When the bumper is caught in full sunlight at a certain angle it seems to reflect the light completely differently to any other part of the car. To my eye it looks too bright and too metallic and no other part of the car looks this way, including the other side of the rear bumper. When the car isn't in sunlight at this angle it looks basically spot on, but to me it looks fairly hideous when it is!

There are also a couple of imperfections in the paint that I've captured as well as I can in the photos. There's also a strange mark on the paint where it looks like they've got rid of a run (this is barely visible and I couldn't get this to show up in photos).

Any advice would be greatly appreciated.


----------



## Kerr (Mar 27, 2012)

Bumpers are always a shade or two out. That does look worse than I would expect though.


----------



## minotaur uk (Dec 13, 2018)

I have been in a similar position twice. Its hard when to know to carry on fighting or accept it. At the end of the day only you can decide.....it does look a different colour and the paint defect is not acceptable. 

If this is the 3rd time then maybe take it to VW customer services to seek a resolution, as 3 times should be enough attempts to be honest.


----------



## wish wash (Aug 25, 2011)

It will never be perfect due to metal panels and plastic bumpers. That being said the bumper does seem very bright. Your paint can't of faded that much. Is lapis blue the same colour on all the models, they haven't tweaked the formula maybe.


----------



## Derekh929 (Aug 28, 2011)

Daughter just got new bumper on her grey mini, I took loads of pics before it went in, and when it came out the match did not look to be perfect, but after looking at the old pics a few times it became apartment it was out from new so was just consontrating to much on the actual joint to car rather than looking at whole car.
Your first pic is in shade so would be unfair to compare for me, agree with Kerr about a couple of shades out, painting on top of the plastic already painted getting the perfect match would be very very hard IMHO


----------



## mikechesterman (May 25, 2013)

Looks like a silicone reaction in the paint and it's "waxed up". That's what the two imperfections are. 

As you say, I can't see where they've flatted a run out, but it's possible that it was too bad to be successfully flatted and it's left a mark.

If you look hard enough, there will always be a moment when in the right light and from the right angle you can see a difference between shades on metal and plastic, but it shouldn't be too obvious of course.


----------



## DimitriUK (Jan 18, 2017)

body and bumper is never going to match chill.
Also the angle and lighting can make a huge different.

I have a 3 monitor pc set up with two of the three screens being the same model/brand.
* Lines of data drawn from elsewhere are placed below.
PR #5284, opened 2024-08-12
switch to monotonic clocks for component check-in

### LINKED ISSUE #5277: Use of wall clock in check-in calculations
In several of the check-in calculations we use `time.Now().UTC()` to do the comparison.  This is a problem, because as stated in https://pkg.go.dev/time

"Because t.In, t.Local, and t.UTC are used for their effect on the interpretation of the wall time, they also strip any monotonic clock reading from their results."

This can be seen in

https://cs.opensource.google/go/go/+/refs/tags/go1.22.6:src/time/time.go;l=1149
and
https://cs.opensource.google/go/go/+/refs/tags/go1.22.6:src/time/time.go;l=216

Place that need updating:
https://github.com/elastic/elastic-agent/blob/a1fd2c9d9a7cc3931f8f1d452a730b6d216f8bd3/pkg/component/runtime/command.go#L198

https://github.com/elastic/elastic-agent/blob/a1fd2c9d9a7cc3931f8f1d452a730b6d216f8bd3/pkg/component/runtime/command.go#L225

https://github.com/elastic/elastic-agent/blob/a1fd2c9d9a7cc3931f8f1d452a730b6d216f8bd3/pkg/component/runtime/service.go#L481

https://github.com/elastic/elastic-agent/blob/a1fd2c9d9a7cc3931f8f1d452a730b6d216f8bd3/pkg/component/runtime/service.go#L508

leehinman:
## What does this PR do?

Switch to montonic clocks for component check-in calculation.
Previously the wall clock was used and this caused components to
appear degraded if they "missed" check-ins because the time change
made it appear they hadn't checked in within the necessary time
window.

## Why is it important?

Necessary to prevent unnecessary restarting of components when the
wall time of the host changes significantly.

## Checklist

1. Install `elastic-agent` on a machine
2. continuously advance the clock
3. without patch observe that components go into degraded state due to failed check-in, and eventually are restarted
4. with patch observer that components stay healthy and are not restarted.  No missed check-ins are reported

## Related issues

- Closes #5277

## Questions to ask yourself

- ...

### DIFF
--- a/pkg/component/runtime/command.go
+++ b/pkg/component/runtime/command.go
@@ -195,7 +195,7 @@ func (c *commandRuntime) Run(ctx context.Context, comm Communicator) error {
 				// first check-in
 				sendExpected = true
 			}
-			c.lastCheckin = time.Now().UTC()
+			c.lastCheckin = time.Now()
 			if c.state.syncCheckin(checkin) {
 				changed = true
 			}
@@ -222,7 +222,7 @@ func (c *commandRuntime) Run(ctx context.Context, comm Communicator) error {
 					}
 				} else {
 					// running and should be running
-					now := time.Now().UTC()
+					now := time.Now()
 					if now.Sub(c.lastCheckin) <= checkinPeriod {
 						c.missedCheckins = 0
 					} else {
--- a/pkg/component/runtime/command.go
+++ b/pkg/component/runtime/command.go
@@ -195,6 +195,11 @@ func (c *commandRuntime) Run(ctx context.Context, comm Communicator) error {
 				// first check-in
 				sendExpected = true
 			}
+			// Warning lastCheckin must contain a
+			// monotonic clock.  Functions like Local(),
+			// UTC(), Round(), AddDate(), etc. remove the
+			// monotonic clock.  See
+			// https://pkg.go.dev/time
 			c.lastCheckin = time.Now()
 			if c.state.syncCheckin(checkin) {
 				changed = true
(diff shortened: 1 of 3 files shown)


pkg/component/runtime/command.go
```diff
@@ -195,7 +195,7 @@ func (c *commandRuntime) Run(ctx context.Context, comm Communicator) error {
 				// first check-in
 				sendExpected = true
 			}
-			c.lastCheckin = time.Now().UTC()
+			c.lastCheckin = time.Now()
```
blakerouse, line 198: Interesting, didn't know that the `.UTC()` would prevent a monotonic clock usage in golang.

I think it would be good to add a comment over this line explaining the usage of `time.Now()` and how that ensures monotonic clock. Maybe linking to golang documentation for that would be nice to have.

blakerouse (approved):

pkg/component/runtime/command.go
cmacknz: > Because t.In, t.Local, and t.UTC are used for their effect on the interpretation of the wall time, they also strip any monotonic clock reading from their results. The canonical way to strip a monotonic clock reading is to use t = t.Round(0).

They document this in the package level comment of https://pkg.go.dev/time, but not actually on https://pkg.go.dev/time#Time.UTC

Agree with including this as an explicit comment.

It would also be great to be able to write a test for this, but I can't think of a way that doesn't involve manipulating the clock on the machine running the tests.

leehinman: Added comment.

https://github.com/elastic/elastic-agent/issues/5285 to track creating a static analysis to catch

blakerouse: Thanks for adding the comment.

faec (approved):

cmacknz (approved):
Thanks. I'm fine merging this without a test, considering how hard testing for this specifically is. Using static analysis is a better idea.

mauri870 (approved):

I always thought that they were mismatched and did not showed colors correctly.

I replaced all with same model/brand. Guess what again was seeing variations till I realized that the viewing angle makes a huge difference !!!! If I was at the "correct" angle colors were the same a slight deviation caused differences.


----------



## Sharpyyyyy (Sep 26, 2015)

As far as bumpers go that's a close colour match


----------